If we're going to fix the issue of "it's hard to correlate logs together because of different timestamp timezones" I'd rather we go all the way and fix it for everyone, not just for your particular use case. And having a default implicit timezone, whether it's local time or UTC, is not helpful if everyone doesn't use the same timezone.

I just need it to be the same format as default tracing-subscriber. If that is the case for UTC, but we add timezone to local time - I can introduce the change. If logs from Substrate would add +00:00 at the end instead of Z, it would be better than right now, but still a bit ugly when interleaved with other logs.

I think the high-level issue is that logging is not really configurable from the outside right now. Someone did an attempt in that direction with builder_hook, but builder_hook is always set to no-op closure, so it essentially is not used, and it only allows to configure some aspects, but not everything.

You should be able to modify FastLocalTime and add a always_use_utc parameter to it or something like that.

I can do that, just want to make sure we are on the same page as to what the result should look here first.

koute commented 1 year ago

I just need it to be the same format as default tracing-subscriber. If that is the case for UTC, but we add timezone to local time - I can introduce the change. If logs from Substrate would add +00:00 at the end instead of Z, it would be better than right now, but still a bit ugly when interleaved with other logs.

Ugly or not, practicality trumps aesthetics.

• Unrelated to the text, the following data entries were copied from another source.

Issue #223, opened 2016-03-12
Setup doesn't assert requirement of python3 correctly


iamgroot42:
Running the setup with python2 gives the following error message:

`Traceback (most recent call last):`
`  File "setup.py", line 8, in <module>`
`    from urllib.request import urlopen`
`ImportError: No module named request`

One of the imports depends on python3 ; yet, it is placed before the check for 'python_version'.

Submitting a PR to fix the same.

PR #224, opened 2016-03-12
setup: Change position of urllib import

iamgroot42:
When installing via setup.py (using python2), the setup doesn't assert
the requirement of python3. Instead, it throws an error. This is fixed
by shifting one the 'from urllib.request import urlopen' import
statement, as it requires python3.

Fixes https://github.com/coala-analyzer/coala-bears/issues/223

### DIFF
--- a/setup.py
+++ b/setup.py
@@ -5,7 +5,6 @@ import sys
 from os.path import exists
 from shutil import copyfileobj
 from subprocess import call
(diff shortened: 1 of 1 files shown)


srisankethu:
@iamgroot42 You are separately commiting your every change! You need to update your previous commit. That's why you are having 3 commits.

PR #2557, opened 2022-04-22
RzArch

wargio:

**Detailed description**

It is time to remove RzAsm & RzAnalysis and replace them with RzArch.

### DIFF
--- a/librz/include/rz_arch.h
+++ b/librz/include/rz_arch.h
@@ -4,7 +4,9 @@
 #ifndef RZ_ARCH_H
 #define RZ_ARCH_H
 
+#include <rz_config.h>
 #include <rz_flag.h>
+#include <rz_il.h>
 #include <sdb.h>
 
 #ifdef __cplusplus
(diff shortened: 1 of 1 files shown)


librz/include/rz_arch.h
```diff
@@ -59,6 +61,245 @@ RZ_API bool rz_arch_load_platform_sdb(RZ_NONNULL RzArchPlatformTarget *t, RZ_NON
...
 
+typedef enum {
+	RZ_ARCH_INFO_CODE_ALIGN = 0, ///< code/text segment alignment
+	RZ_ARCH_INFO_DATA_ALIGN, ///< data segment alignment
+	RZ_ARCH_INFO_INSTRUCTION_MIN_SIZE, ///< minimum instruction length
+	RZ_ARCH_INFO_INSTRUCTION_MAX_SIZE, ///< maximum instruction length
+	RZ_ARCH_INFO_ADDRESS_SPACE, ///< address space bit-size
+	/* ignore */
+	RZ_ARCH_INFO_END, ///< Used only to define the max value of RZ_ARCH_INFO_* enum
+} RzArchInfo;
```
XVilka, line 72: Probably also endianess. Some architectures have multiple endianness variants, like PPC or ARM, sometimes even can switch on the fly, we should account for that.

librz/include/rz_arch.h
```diff
@@ -59,6 +61,245 @@ RZ_API bool rz_arch_load_platform_sdb(RZ_NONNULL RzArchPlatformTarget *t, RZ_NON
...
+
+typedef enum {
+	RZ_ARCH_EXTENSION_TYPE_GENERIC = 0, ///< Opcode extension generic
+	RZ_ARCH_EXTENSION_TYPE_FLOATING_POINT, ///< Opcode extension floating point
+	RZ_ARCH_EXTENSION_TYPE_VECTORIAL, ///< Opcode extension vectorial
+	RZ_ARCH_EXTENSION_TYPE_VIRTUALIZATION, ///< Opcode extension virtualization
+	RZ_ARCH_EXTENSION_TYPE_PRIVILEGED, ///< Opcode extension for instructions with privilieged execution
+	RZ_ARCH_EXTENSION_TYPE_MMX, ///< Opcode extension for multimedia instructions
```
XVilka, line 80: Isn't better to group them in something like:
- SIMD
- Vector extensions
- AUTH
?
It will be more generic.

librz/include/rz_arch.h
```diff
@@ -59,6 +61,245 @@ RZ_API bool rz_arch_load_platform_sdb(RZ_NONNULL RzArchPlatformTarget *t, RZ_NON
...
+	RZ_ARCH_OPCODE_TYPE_SIGN_EXTEND /*           */ = (1ull << 14), ///< Opcode performs a extend sign operation (cast to signed)
+
+	/* Mathematical Instructions */
+	RZ_ARCH_OPCODE_TYPE_ADD /*                   */ = (1ull << 15), ///< Opcode performs a addition (a + b)
+	RZ_ARCH_OPCODE_TYPE_SUBTRACT /*              */ = (1ull << 16), ///< Opcode performs a subtraction (a − b)
+	RZ_ARCH_OPCODE_TYPE_MULTIPLY /*              */ = (1ull << 17), ///< Opcode performs a multiplication (a * b)
+	RZ_ARCH_OPCODE_TYPE_DIVIDE /*                */ = (1ull << 18), ///< Opcode performs a division (b / a)
+	RZ_ARCH_OPCODE_TYPE_MODULO /*                */ = (1ull << 19), ///< Opcode performs a modulus, i.e. remainder of a division (b % a)
+	RZ_ARCH_OPCODE_TYPE_NEGATE /*                */ = (1ull << 20), ///< Opcode performs a negate operation, i.e inverts the sign of a value (a = -b)
+	RZ_ARCH_OPCODE_TYPE_MATH /*                  */ = (1ull << 21), ///< Opcode performs a math operation not described above (i.e. sqrt, log2, abs, etc...)
```
XVilka, line 122: We probably also should distinguish between Integer math and Real math instructions, especially in the light of RZIL.

librz/include/rz_arch.h
```diff
@@ -59,6 +61,245 @@ RZ_API bool rz_arch_load_platform_sdb(RZ_NONNULL RzArchPlatformTarget *t, RZ_NON
...
+	RZ_ARCH_OPCODE_TYPE_REGISTER_CALL = (RZ_ARCH_OPCODE_TYPE_CALL_UNKNOWN | RZ_ARCH_OPCODE_TYPE_REGISTER),
+	RZ_ARCH_OPCODE_TYPE_INDIRECT_CALL = (RZ_ARCH_OPCODE_TYPE_CALL_UNKNOWN | RZ_ARCH_OPCODE_TYPE_INDIRECT),
+	RZ_ARCH_OPCODE_TYPE_INDIRECT_REGISTER_CALL = (RZ_ARCH_OPCODE_TYPE_INDIRECT_CALL | RZ_ARCH_OPCODE_TYPE_REGISTER),
+	RZ_ARCH_OPCODE_TYPE_CONDITIONAL_CALL = (RZ_ARCH_OPCODE_TYPE_CALL | RZ_ARCH_OPCODE_TYPE_CONDITIONAL),
+	RZ_ARCH_OPCODE_TYPE_CONDITIONAL_CALL_UNKNOWN = (RZ_ARCH_OPCODE_TYPE_CALL_UNKNOWN | RZ_ARCH_OPCODE_TYPE_CONDITIONAL),
+	RZ_ARCH_OPCODE_TYPE_CONDITIONAL_RETURN = (RZ_ARCH_OPCODE_TYPE_RETURN | RZ_ARCH_OPCODE_TYPE_CONDITIONAL),
+} RzArchOpcodeType;
+
+typedef struct rz_arch_opcode_asm_t {
+	ut32 size; ///< opcode size in bytes
```
XVilka, line 183: I think it's better to compactify it here - use `ut8`.

librz/include/rz_arch.h
```diff
@@ -59,6 +61,245 @@ RZ_API bool rz_arch_load_platform_sdb(RZ_NONNULL RzArchPlatformTarget *t, RZ_NON
...
+	RzArchPluginInit init; ///< initialize plugin.
+	RzArchPluginUpdate update; ///< updates the plugin configuration.
+	RzArchPluginFini fini; ///< deinitialize plugin.
+	RzArchPluginDisassemble disassemble; ///< disassembles an instruction from the provided bytes.
+	RzArchPluginAssemble assemble; ///< assembles an instruction from the provided assembly.
+	RzArchPluginMaskOpcode mask_opcode; ///< generates a byte mask of the decoded instruction.
+	RzArchPluginInfo info; ///< provides the architecture information regarding mix/max instruction size, alignment, etc..
+	RzArchPluginFunctionPreludes func_preludes; ///< provides a list of expected masked patterns bytes which indicates if a function is about to start
+
+	/* ESIL */
```
XVilka, line 289: Move this to the end of the structure.

XVilka (changes requested):

librz/include/rz_arch.h
```diff
@@ -59,6 +61,245 @@ RZ_API bool rz_arch_load_platform_sdb(RZ_NONNULL RzArchPlatformTarget *t, RZ_NON
 RZ_API bool rz_arch_platform_init(RzArchPlatformTarget *t, RZ_NONNULL const char *arch, RZ_NONNULL const char *cpu,
 	const char *platform, RZ_NONNULL const char *platforms_dir);
```
thestr4ng3r, line 62: Probably we should start by renaming all existing `rz_arch` stuff because it does not really have much to do with the "new" `RzArch`.

librz/include/rz_arch.h
```diff
@@ -59,6 +61,245 @@ RZ_API bool rz_arch_load_platform_sdb(RZ_NONNULL RzArchPlatformTarget *t, RZ_NON
...
+	RZ_ARCH_OPCODE_TYPE_INDIRECT_REGISTER_CALL = (RZ_ARCH_OPCODE_TYPE_INDIRECT_CALL | RZ_ARCH_OPCODE_TYPE_REGISTER),
+	RZ_ARCH_OPCODE_TYPE_CONDITIONAL_CALL = (RZ_ARCH_OPCODE_TYPE_CALL | RZ_ARCH_OPCODE_TYPE_CONDITIONAL),
+	RZ_ARCH_OPCODE_TYPE_CONDITIONAL_CALL_UNKNOWN = (RZ_ARCH_OPCODE_TYPE_CALL_UNKNOWN | RZ_ARCH_OPCODE_TYPE_CONDITIONAL),
+	RZ_ARCH_OPCODE_TYPE_CONDITIONAL_RETURN = (RZ_ARCH_OPCODE_TYPE_RETURN | RZ_ARCH_OPCODE_TYPE_CONDITIONAL),
+} RzArchOpcodeType;
+
+typedef struct rz_arch_opcode_asm_t {
+	ut32 size; ///< opcode size in bytes
+	RzStrBuf buffer; ///< inline assembly string
+} RzArchOpcodeAsm;
```
Rot127, line 185: In Hexagon one instruction word (instruction packet) can encode multiple opcodes. Although `instruction word != opcode` they are treated similar in practice (single address for instruction word, executed atomically, execution commits or fails, never partially commits).
It would be nice to account for that here. Maybe a flag (`multiple_opcodes = <bool>`) and `buffer` can contain new lines (each line an opcode assembly string)

Rot127: Just recognized that this will interfere with the opcode type flags. Maybe an `instruction` struct could be added which holds x opcodes?

Rot127 (changes requested):

DMaroo (approved):

Rot127:
@wargio Another thing for the todo list would be a more detailed implementation of `analsysi.cpu`. Currently it is only represented by a string if I am not mistaken. But processors have many more properties which we might need to know in the future (see https://github.com/rizinorg/rizin/issues/2899#issuecomment-1729872777).
Especially if we ever want to do system emulation.

librz/include/rz_arch.h
Rot127: There is an additional problem of missing context.
Some instruction words only disassemble correctly if the previous instruction is valid.
Or when they are at a symbol offset.

Currently bytes at an address get decoded multiple times before anything is done (by asm, analysis, for emulation stepping etc.).
Each time it is possible that, with the exception of the instruction bytes at the address, everything else changes (e.g. buffer size, content of the buffer after the instruction bytes and their content (could be 0x00..., 0xff... or the next instruction bytes, no one knows!1!!) etc.).

Because the context changes, not even buffering helps reliably.

I think it is important that the passed data to the plugin is at a minimum nicely defined AND stays the same over multiple decoding requests for a single address.
Simply so the plugin doesn't get a random set of stuff to work with, whenever it is called at the same address.

I struggle so enormously often with this currently, that it would be a huge relive of pain.

librz/include/rz_arch.h
```diff
@@ -59,6 +61,245 @@ RZ_API bool rz_arch_load_platform_sdb(RZ_NONNULL RzArchPlatformTarget *t, RZ_NON
...
+	const char *author; ///< author name.
+	const char *features; ///< architecture features list.
+	const char *platforms; ///< architecture sdb platform name.
+	ut32 bits; ///< architecture supported bits.
+	ut32 endianness; ///< architecture supported endianness.
+	RzArchPluginInit init; ///< initialize plugin.
+	RzArchPluginUpdate update; ///< updates the plugin configuration.
+	RzArchPluginFini fini; ///< deinitialize plugin.
+	RzArchPluginDisassemble disassemble; ///< disassembles an instruction from the provided bytes.
+	RzArchPluginAssemble assemble; ///< assembles an instruction from the provided assembly.
```
Rot127, line 284: This needs another callback for plugins which don't disassemble or assemble.
E.g. rz-ghidra or similar.

Because plugins need different parameters for their analysis, we would need a general way to pass arbitrary arguments.
Or we just pass `core`. But in any way, we would need way to pass what ever the plugin needs.

wargio:
closing since it will be rewritten due the recent merge of parse, asm and analysis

Being able to correlate logs regardless of the timezone and their source is a pretty useful feature. (And myself I often too found it painful when debugging 3rd-party logs, so I'd be happy to get it fixed.) As long as the timezone is included I'm fine with whatever default tracing-subscriber uses.

I can do that, just want to make sure we are on the same page as to what the result should look here first.

Sure. Let me just ping @paritytech/sdk-node in case anyone has any objections. If not we can just go ahead with always including the timezone in the timestamps and adding your flag to force it to emit timestamps in UTC.

bkchr commented 1 year ago

If not we can just go ahead with always including the timezone in the timestamps and adding your flag to force it to emit timestamps in UTC.

Fine by me, but can you give an example on how "timezone in the timestamps" looks like?

nazar-pc commented 1 year ago

Fine by me, but can you give an example on how "timezone in the timestamps" looks like?

I feel like what you're asking is to allow customization of the formatting for the date/time, which will be equivalent performance-wise to what this PR suggests for UTC, but apparently not as fast as purpose-built formatting would be. I'm fine with it, but I'm not running trace level logs very often, so maybe performance hit is prohibitive there, no idea.

koute commented 1 year ago

Fine by me, but can you give an example on how "timezone in the timestamps" looks like?

@bkchr This depends on the timestamp format (of which are several infinitely many, but few standard-ish), but customarily you just append a +\d to the end of the timestamp to indicate a timezone, for example, before:

2023-08-14 12:47:24

and after:

2023-08-14 12:47:24+0200

(where +0200 means that it's a plus two hours offset from UTC).